You should learn about the properties of the different oils used in soapmaking. Here is a site that you may like: http://home.windstream.net/familyjeans/propertiesofoils.html


----------



## Mommysoaper (Jun 5, 2013)

Castor does help with sustaining bubbles, but of course, too much isn't good either.  Coconut oil is a wonderful oil for making bubbles.  I often use a recipe where my coconut oil is between 20-25% but then I superfat around 8%.  The bars are nice and bubbly and aren't drying for me and my skin is ridiculous sensitive.  I've also heard that palm kernel oil can make nice bubbles.  Sugar is helpful too--just add some to your water before adding the lye.  There are so many variables that can affect your soap so you just need to experiment to see what works best for you and your recipe.  That's the fun part!


----------



## bodhi (Jun 5, 2013)

This bothers me to no end.  Castile soap has a wonderful lather if done correctly.  If it doesnt have a wonderful lather, it wasnt made correctly. Dont blame the soap, blame the maker.  Period.  End of rant. :-D


----------



## Soapman Ryan (Jun 10, 2013)

bodhi said:


> This bothers me to no end.  Castile soap has a wonderful lather if done correctly.  If it doesnt have a wonderful lather, it wasnt made correctly. Dont blame the soap, blame the maker.  Period.  End of rant. :-D



I'd love to know how to make castile correctly to get a wonderful lather. Do you have any links you could offer?


----------



## VanessaP (Jun 10, 2013)

Wonderful lather is also in the hand of the soapholder. Personally, I despise castile's lather. Also, I don't like the natural scent of wet castile (I love it dry just fine, but it turns my stomach when it gets wet, don't know why). Yes, I have used a castile that is over a year old and several from other soapers whose were well over a year old, closer to 2 years when I tried them. Still despise it.


----------



## Maxine Reierson (Feb 22, 2018)

engblom said:


> Thanks! On http://candleandsoap.about.com/od/tipstricks/qt/qtsugar.htm it is claimed that a bit of sugar makes more lather. Has anyone tried? Is the soap still the same slippery (this is important for my purpose)

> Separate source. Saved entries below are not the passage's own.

PR #1711, opened 2020-12-29
Fix "unused-imports" warning for windows build

wolfgangwalther:
When merging #1691 I introduced the failing appveyor windows build. It didn't fail when merging, because the windows build was not finished yet (cancelled after timeout). Now it has been failing ever since. I first thought this was a caching issue, but it turns out it is for real - one of the imports is not used for the Windows build.

### DIFF
--- a/main/Main.hs
+++ b/main/Main.hs
@@ -32,11 +32,7 @@ import System.IO                (BufferMode (..), hSetBuffering)
 import Text.Printf              (hPrintf)
 
 import PostgREST.App         (postgrest)
-import PostgREST.Config      (AppConfig (..), CLI (..), Command (..),
-                              Environment, configDbPoolTimeout',
-                              dumpAppConfig, prettyVersion,
-                              readCLIShowHelp, readEnvironment,
-                              readValidateConfig)
+import PostgREST.Config
 import PostgREST.DbStructure (getDbStructure, getPgVersion)
 import PostgREST.Error       (PgError (PgError), checkIsFatal,
                               errorPayload)


main/Main.hs
```diff
@@ -32,11 +32,7 @@ import System.IO                (BufferMode (..), hSetBuffering)
 import Text.Printf              (hPrintf)
 
 import PostgREST.App         (postgrest)
-import PostgREST.Config      (AppConfig (..), CLI (..), Command (..),
-                              Environment, configDbPoolTimeout',
-                              dumpAppConfig, prettyVersion,
-                              readCLIShowHelp, readEnvironment,
-                              readValidateConfig)
+import PostgREST.Config
```
monacoremo, line 35: We should avoid unqualified wildcard imports where possible, as they make the code more difficult to follow. 

But I think we can leave it like this for now, I was going to make a suggestion anyway for refactoring our imports and untangling some of the code (esp. App.hs).

wolfgangwalther: I agree. I wanted to split up the import, to import `Environment` from `PostgREST.Config` only in the `#ifndef ...` block below - but that throws off the linter, because hlint wants to merge those two import statements then...

Qualifying it would make it easier to understand - but that's something we should tackle on a bigger scale, as you say.

steve-chavez: I think the problem here is just the `Environment` import.

Couldn't we wrap that import with `#ifndef mingw32_HOST_OS` and leave the rest explicit?

wolfgangwalther: > Couldn't we wrap that import with `#ifndef mingw32_HOST_OS` and leave the rest explicit?

Cross-posted here, but see above: hlint complains about that. The unqualified import was the only way out I found here that fixes the build error for now, but does not involve more refactoring across the whole file.

steve-chavez: Actually I remembered it wasn't that simple because of `hlint`.

That's why I had to make the `UnixSocket.hs` file. So I agree with leaving it like this for now.

steve-chavez: > Cross-posted here, but see above: hlint complains about that.

Ah, you beat me to it(non real-time comments played me). Yes, the unqualified import is good for now.

PR #1714, opened 2020-12-30
Fix io tests not collecting coverage data when using run()

wolfgangwalther:
Before, postgrest was killed after each test and no coverage data was saved.
Now the process is terminated gracefully via SIGTERM first to allow writing the .tix file.

To avoid concurrency issues when executing the io tests in parallel, each io test case yields a separate tix file now.

### DIFF
--- a/nix/tests.nix
+++ b/nix/tests.nix
@@ -184,8 +184,10 @@ let
         # temporary directory to collect data in
         tmpdir="$(mktemp -d)"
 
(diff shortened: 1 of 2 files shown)


monacoremo (approved):

wolfgangwalther:
Just a note: This does still not fix the random differences in coverage between runs. Currently still investigating those.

Yes, I add a heaping teaspoon to all of my melt and pour soaps and the lather is much better


----------



## shunt2011 (Feb 22, 2018)

Maxine Reierson said:


> Yes, I add a heaping teaspoon to all of my melt and pour soaps and the lather is much better



This post is 5 years old....the OP's haven't been here in a very long time.


----------



## Maxine Reierson (Feb 22, 2018)

sorry, just joined.  should have looked at date posted   feelin' my oats here


----------